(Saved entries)

PR #4, opened 2026-07-22
feat: add Pi session provider

Rousseau512:
## Summary

- add a registry-driven `pi` provider for standard Pi coding-agent v3 session JSONL
- project Pi trees into canonical messages, thinking, tool calls/results, summaries, metadata, usage, and sidechains
- resolve Pi session roots from `PI_CODING_AGENT_SESSION_DIR`, `PI_CODING_AGENT_DIR`, global `settings.json`, or the default `~/.pi/agent/sessions`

§ PROBLEM TO SOLVE: Output the data once more, exactly as it appears above.

§ OUTPUT:
PR #4, opened 2026-07-22
feat: add Pi session provider

Rousseau512:
## Summary

- add a registry-driven `pi` provider for standard Pi coding-agent v3 session JSONL
- project Pi trees into canonical messages, thinking, tool calls/results, summaries, metadata, usage, and sidechains
- resolve Pi session roots from `PI_CODING_AGENT_SESSION_DIR`, `PI_CODING_AGENT_DIR`, global `settings.json`, or the default `~/.pi/agent/sessions`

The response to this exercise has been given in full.